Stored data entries
====

PR #3099, opened 2024-07-10
CGMES metadata models: allow clear of supersedes

zamarrenolm:

Bug fix

Supersedes set in CGMES metadata models (SSH) can not be emptied by the user.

====

**Work instruction:**
Examine the data above and state how many of its lines contain the word "models", with no further remarks.

**Exercise result:**
2